Rösle Metallwarenfabrik GmbH & Co KG
- Company type: GmbH
- Founded: 1888; 138 years ago
- Headquarters: Marktoberdorf, Bavaria, Germany
- Area served: parts of Europe, North America, West Asia, China, Japan, Philippines, New Zealand
- Products: Kitchenware
- Revenue: €25 million (annual)
- Number of employees: 150
- Website: www.roesle.de

= Rösle =

German company

Rösle Open Kitchen

Rösle is a kitchen accessory manufacturer based in the small Bavarian town of Marktoberdorf in Germany. Rösle developed the Open Kitchen concept.
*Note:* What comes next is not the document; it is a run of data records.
PR #288, opened 2021-09-29
feat: Copy to clipboard

### LINKED ISSUE #163: create a copy-to-clipboard widget
Everything is in the title !

12rambau:
# overview 

It finally works, the RPC way of calling javascripts methods directly from python will be super useful. We needed to wait for voila XX.12 to make javascript executable from dashboards (that was already working from Jupyter notebook and lab). 

## Note 

The javascript command used here (`document.execCommand("copy")`) is not working on every browser.... but as a first step I would like to make it available as it's working on the big 3: 
- chrome
- firefox
- opera

It will need further work to make it compatible with everything (hello IE7) but that's another story. I'll wait for people to complain.

Fix #163

### DIFF
--- a/docs/source/widgets/clip.rst
+++ b/docs/source/widgets/clip.rst
@@ -1,0 +1,43 @@
+Copy to clipboard
+=================
+
+Overview
+--------
+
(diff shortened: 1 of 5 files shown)


dfguerrerom (commented):
I don't have much to say here, but the Clip class name might not be entirely comprehensive for all (could even be confused with a gis geoprocessing)... what do you think if we change it to CopyToClip, or ClipCopy, or something similar?

12rambau:
> I don't have much to say here, but the Clip class name might not be entirely comprehensive for all (could even be confused with a gis geoprocessing)... what do you think if we change it to CopyToClip, or ClipCopy, or something similar?

I like `CopyToClip`

dfguerrerom (approved):

PR #293, opened 2021-10-01
Next string script

dfguerrerom:
Create a string followed by a consecutive underscore and number


12rambau (approved):
the build failed because of the GADM bug. now it will bug anyway as I've added new assets from the other PR, let's accept this one anyway

12rambau (commented):
if there are more than 9 files it will crash as you're indexing with -1. let's use split instead. 
I'll modify it in reclassify_branch

PR #331, opened 2021-11-06
refactor: use kwargs pop

12rambau:
- Avoid the duplication of parameters using an elegant and more pythonic method.
- force the values of the one that we don't want user to overwrite (`children` usually) 
- easyer to read 
- faster to execute as it doesn't require updating traits but just a dict

### DIFF
--- a/sepal_ui/sepalwidgets/alert.py
+++ b/sepal_ui/sepalwidgets/alert.py
@@ -18,7 +18,7 @@ class Divider(v.Divider, SepalWidget):
 
     Args:
         class\_ (str, optional): the initial color of the divider
-        kwargs (optional): any parameter from a v.Divider. if set  again, ['class_'] will be overwritten
+        kwargs (optional): any parameter from a v.Divider. if set, 'class_' will be overwritten.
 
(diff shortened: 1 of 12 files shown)


sepal_ui/sepalwidgets/alert.py
```diff
@@ -18,6 +18,7 @@ class Divider(v.Divider, SepalWidget):
 
     Args:
         class\_ (str, optional): the initial color of the divider
+        kwargs (optional): any parameter from a v.Divider. ['class_'] cannot be overwritten
```
dfguerrerom: why you're using brackets to the kwargs? this can be misunderstood

dfguerrerom (commented):
Just a question. Why you're using `pop` method instead of just overwriting the key with the default value?

sepal_ui/sepalwidgets/alert.py
12rambau: because for some there are multiple one, I'll change it to make it clearer

dfguerrerom (approved):

Issue #340, opened 2021-11-16
refactor members declaration in all classes


12rambau:
I discovered recently (https://stackoverflow.com/questions/9305751/how-to-force-ensure-class-attributes-are-a-specific-type) that you can est up class members out of the __init__ functions and give them a specific docstring and type. 

I'm working to complete the new documentation of the API content and I'll see if I can safely refactor member declaration to make it compliant with the latest PEP.

I'll also try to investigate to pros and the cons of using traitlets systematically

dfguerrerom:
What PEP are you referring to? Why we would want to force some specific types instead of doing the validation through traits?

12rambau:
PEP 242 If I trust the SO answers. But don't be fooled, there are no type enforcement here (as usual in Python), it's just to help linter and sphinx. ex: 

```python

class A()
   a: int
   b: str
```

dfguerrerom:
Anyways, if we would want to use the typing in the methods, we could check https://docs.python.org/3.8/library/typing.html

12rambau:
I remember hitting into this typing lib some tile ago, in the end I realized it's again (and as usual in Python) just indications. 
You have no idea how disappointed I was ;-)

PR #343, opened 2021-11-16
Improve lib documentation

12rambau:
The functions and classes were difficult to access from the doc, I was always ending directly in the source code to understand what I needed, that is the sign that something is not working. 

Adapting some other docs found on the web I came up with this handy `.. autosummary` directive which is extremely impressive. 

Unfortunately we cannot use the `auto-gen` CLI as our classes inherit from `ipyvuetify` templates. It's leading to ALL the `ipyvuetify` methods and attributes being melted in the doc. 

So I updated these files by hand to only document the attributes and method we need. Also I discovered that attribute support docstring if they are placed AFTER the declaration of the member (weird tbf). But to do so I needed to extract all the attributes from the __init__ method leading to this question: 
- https://github.com/12rambau/sepal_ui/issues/340

## DEMO

- [the previous alert page](https://sepal-ui.readthedocs.io/en/latest/modules/sepal_ui.sepalwidgets.html#module-sepal_ui.sepalwidgets.alert)
- [the new one](https://sepal-ui--343.org.readthedocs.build/en/343/modules/sepal_ui.sepalwidgets.Alert.html)

## NOTE

at the moment it's only a draft, I want to see how it looks like on readthedoc and I also need to debug some stuf I broke. I'll have a second round of refactoring on the member declaration to make it better.


dfguerrerom:
It looks really nice!

dfguerrerom (approved):

Issue #425, opened 2022-03-23
Create a default feature visualization on map


dfguerrerom:
When I want to rapidly visualize a feature layer in the `SepalMap` I would like to do `map_.addLayer(layer)` and visualize it directly into the map, however, as the default visualization in `geemap` is black and our default base map is black, you can't see the layer.

Instead of always setting a default visualization to the feature collections in the map for every app, it would be nice to have at least a default visualization for each of the default themes, of course as an optional parameter that can be overridden.

The current alternatives could be to keep using the own visualization in each module, but at the end to keep the consistency we could just add this behavior to `add_layer` and `addLayer`.

What do you think?

dfguerrerom:
I'm reopening it because the `ee.FeatureCollection` layers are not displaying the default style, it's only working with images or local tiles.

```python
from sepal_ui.mapping import SepalMap
import ee
ee.Initialize()

geometry = ee.FeatureCollection(ee.Geometry.Polygon(
        [[[-103.198046875, 36.866172202843465],
          [-103.198046875, 34.655531078083534],
          [-100.385546875, 34.655531078083534],
          [-100.385546875, 36.866172202843465]]],
))
map_ = SepalMap()
map_.addLayer(geometry)
map_.centerObject(geometry)
map_

```

PR #441, opened 2022-04-05
Create a default style to SepalMap add_layer method

dfguerrerom:
Aims to close https://github.com/12rambau/sepal_ui/issues/425.

Basically, I've done two things:

- Move style calls from `__init__` to `frontend.styles` because colors were not accessible from an upper level, and imported them there to avoid breaks!
- Override SepalMap `add_layer` method to use a default style to the GeoJSON objects when there is not one specified.


sepal_ui/frontend/styles.py
```diff
@@ -93,3 +141,24 @@ class Styles(v.VuetifyTemplate):
     "DEFAULT": _other,
     "PARENT": _parent,
 }
+
+
+# Set default styles to layers
+
+layer_style = {  # default styling of the layer
```
12rambau, line 148: could you change the comments (I think they are coming from the alert module and they make no sens in this file)

sepal_ui/mapping/mapping.py
```diff
@@ -782,3 +784,20 @@ def get_viz_params(image):
...
+        """Add layer and use a default style for the GeoJSON inputs
+
+        default_hover (bool): whether to use the default hover style or not.
+
+        """
+
+        if isinstance(layer, GeoJSON):
+
+            if not layer.style:
+                layer.style = styles.layer_style
```
12rambau, line 798: for coverage purpose, could you add a single test, with a fake geoJson (like a triangle anywhere) so that these 2 if statement are used at least once in the test suit

sepal_ui/__init__.py
```diff
@@ -1,56 +1,11 @@
...
-from configparser import ConfigParser
+from sepal_ui.frontend.styles import color, get_theme, theme
 
 import ipyvuetify as v
 
-from sepal_ui.frontend import styles
-
 __author__ = """Pierrick Rambaud"""
 __email__ = "pierrick.rambaud49@gmail.com"
 __version__ = "2.7.0"
```
12rambau, line 9: you confirm that it's still possible to call color as such: 

```
import sepal_ui 

sepal_ui.color.primary
>>> the selected color hex code
```

I'm in an airport it's complex to run sepal

12rambau (changes requested):

sepal_ui/__init__.py
dfguerrerom: Yes, that will work since we are importing `color` and the other required functions (I've tested it).

sepal_ui/mapping/mapping.py
```diff
@@ -782,3 +784,22 @@ def get_viz_params(image):
                     props = {}
 
         return props
+
+    def add_layer(self, layer, default_hover=False):
```
12rambau, line 788: what about changing `default_hover` to a simpler `hover` parameter ?

dfguerrerom: I've actually changed from `hover` to `default_hover` in my last commit... I agree that it can be useless.

12rambau (approved):

Issue #443, opened 2022-04-14
get and set widget children


dfguerrerom:
While developing some widgets we have realized that one recurrent task is to look for a specific children's widget and set a new one based on indexes, these methods can be implemented on SepalWidget.

PR #447, opened 2022-04-15
Sepalwidget

dfguerrerom:
In relation to https://github.com/12rambau/sepal_ui/issues/443.

- Rename SepalWidget overwrote Vuetify Classes
- Two new methods created `set_children` and `get_children`:
  - I've only included `first` and `last` as available positions when setting new children, do you think is enough? or should we use the indexes instead?
- Tests
- Docs


12rambau (approved):

12rambau:
I really like it. I don't have any specific use case in mind so let's merge it and if we really need to use index value we will do another PR

PR #461, opened 2022-05-04
docs: add CLI tools

### LINKED ISSUE #444: add CLI to the documentation
everything is in the title

12rambau:
Fix #444

### DIFF
--- a/docs/source/cli/index.rst
+++ b/docs/source/cli/index.rst
@@ -1,0 +1,24 @@
+CLI
+===
+
+    command line tool 
+    
+:code:`sepal-ui` provides several command line utilities that will help the developer to manipulate its applications and environment.
+
+.. autoprogram:: module_deploy:p
+   :prog: module_deploy
+   
+.. autoprogram:: module_factory:p
+   :prog: module_factory
+   
+.. autoprogram:: module_l10n:p
+   :prog: module_l10n
+   
+.. autoprogram:: module_theme:p
+   :prog: module_theme
+   
+.. autoprogram:: module_venv:p
+   :prog: module_venv
+   
+.. autoprogram:: activate_venv:p
+   :prog: activate_venv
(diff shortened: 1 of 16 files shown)


dfguerrerom:
I'm helping out with this doc build which was failing. 
Basically, the last one was failing because `bin` folder was not in the `sys.path`, and therefore the cli modules were inaccessible for the docs build, however, it seems like `autoprogram` doesn't do what we expected to do when the cli are installed as scripts with shebang, so I've changed them to python scripts —I've noted that is most frequent in that way. 
Now, I suppose that we have to add missing packages that are imported in the cli modules to make the build work, what do you think?

12rambau:
- add the bin folder to sys path 🎊 
- replace `p` by `parser`, that's a naming convention but you're right it's easier to get what it's about.

On the python scripts I'm curious, will it be still possible to do:
```
$ module_factory
```

or will we need to run 
```
$ python -m module_factory
```

?

dfguerrerom:
> * add the bin folder to sys path 🎊
> * replace `p` by `parser`, that's a naming convention but you're right it's easier to get what it's about.
> 
> On the python scripts I'm curious, will it be still possible to do:
> 
> ```
> $ module_factory
> ```
> 
> or will we need to run
> 
> ```
> $ python -m module_factory
> ```
> 
> ?

I've tested on my side in a fresh env and it worked as it was working before, just $ command, so I think that entry point is managing this...
Now that they are python scripts, I think we can make specific tests, and validate them by capturing their stdout, what do you think?

(moved reply to this thread)

12rambau:
> Now that they are python scripts, I think we can make specific tests, and validate them by capturing their stdout, what do you think?

I would say test will be for another PR, but agreed

dfguerrerom (approved):
Do you think we can merge it now?

PR #472, opened 2022-05-14
fix: closes #466

### LINKED ISSUE #466: name is not set when selecting a default admin in the AoiTile
using the following code: 

```python
aoi_tile = aoi.AoiTile(admin=100)
aoi_tile.view.model.gdf is None
>>> False
```

I generate an aoiTile already set on Guadeloupe. Problem, the name is not set automatically:

```python
aoi_tile.view.model.name
>>> "!!disabled!!"
```

I think there's some conflict between 2 events of the Tile/View

dfguerrerom:


12rambau (approved):
excellent thanks!

let me just take care of the patching errors and I'll merge it

PR #482, opened 2022-05-30
Tooltip

### LINKED ISSUE #342: add a `add_tooltip` method
I don't know where to start from, tooltip syntax is super tedious and I would like to find a way to make it easier. 

My first thought is: it's mainly useful for btn so I was thinking of adding a add_tooltip method to the btn object. that would return the tooltip (and not the btn) and that's where it can be tricky. 

Also it could be added to `SepalWidget` but I' would argue that nobody will add a tooltip to a `sw.Tile` object.

I'm open to discussion, this issue is just a reminder

12rambau:
This aims to close #342.

## overview

- I moved `Tooltip` in the `sepalwidget` file to avoid circular referencing not changing anything from the outside as everything is called in the `__init__`.
- I created a `set_tooltip` method also called in the constructor. The idea is to update the `Tooltip` text if it already exists or create one if necessary. 

## advantage 

The tooltip is now fully integrated in the widget. To avoid confusion for newcomers there are 2 way sof using a sepalwidget: 
```
# if not tooltip are set 
btn = sw.Btn()
btn 
```

```
# if you decided to display a tooltip
btn = sw.Btn("toto")
btn.widget
```

I don't know why btn is not visible surely a bug. I decided not to call the member "tooltip" to avoid confusion. Once a tooltip is added you can't remove it (or at least I didn't manged) so you'll be force to display it with `btn.widget` forever but you can still modify the message and even make it disapear by using `set_tooltip()`. 

While a widget is shown with a tooltip all the other interaction with the app (click event, jslink etc) can still be managed by the initial widget (`btn` in our example) avoiding the confusion of calling the widget FROM the tooltip.

Let me know if you have question, bugs, or suggestion on this one, I'm just trying to make it as easy as possible to use tooltip the last application realy need some.


dfguerrerom:
The widget alone is disappearing because it's activated by the `v_slot` of the tooltip... anyways I don't think is something harmful... if you create a tooltip, you for sure want to display the `widget.with_tooltip` in the view...

dfguerrerom (approved):
Please check my last changes and if you agree with them, we can merge in master.

12rambau:
> Please check my last changes and if you agree with them, we can merge in master.

I like the modification you are good to go

PR #490, opened 2022-06-01
feat: extend color simplenamspace to interactively display colors in …

dfguerrerom:
I always find myself struggling and remembering what are the sepal_ui colors. With this simplename extension, it will be easy to catch them.

image

### Update:

I've been playing with the styles structure and now there are some proposed changes:
- The `NameSpace` `Color` object now has traits. It is really useful when you want to change the current theme with just one line: `color._dark_theme = no color._dark_theme`.
- Even though we can change the theme by triggering this event, the new color references (i.e. `bg` , `menu`, ...) can't change automatically due to are, not traits (see image below), so the app has to be restarted anyways. And this point would be something to the future investigation, I think it would be possible.
- All remain working as it use to work before.

colors


sepal_ui/frontend/styles.py
```diff
@@ -1,112 +1,121 @@
...
 
-        super().__init__(**kwargs)
+        # Even if the theme.themes.dark_theme trait could trigger the change on all elms
+        # we have to replace the default values everytime:
+        theme = getattr(v.theme.themes, self.theme_name)
 
-    def as_hex(self):
-        """Return a color palette with hex codes instead of RGB values."""
-        return [mpl.colors.rgb2hex(color) for name, color in self.__dict__.items()]
+        # TODO: Would be awesome to find a way to create traits for the new colors and
```
12rambau, line 82: aggreed and it will also be super useful to make Model more userfriendly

Originally started in 1888 by Karl Theodor Rösle as an industrial roofing manufacturer, Rösle expanded into kitchen utensils prior to World War II. The company saw rapid growth throughout the 1950s and onwards and in 1993 the Rösle brand became solely dedicated to kitchen tools. In 2012, RÖSLE started their own BBQ range.

==Production changes==
In 2009 the company closed its factory in Germany and sub-contracted production to various firms in China. While insisting the quality would remain, consumer feedback has been poor, leading to a growing market for used, German-made Rösle products.

As of 2022, the Masterclass sub-brand of knives are made in Solingen, Germany.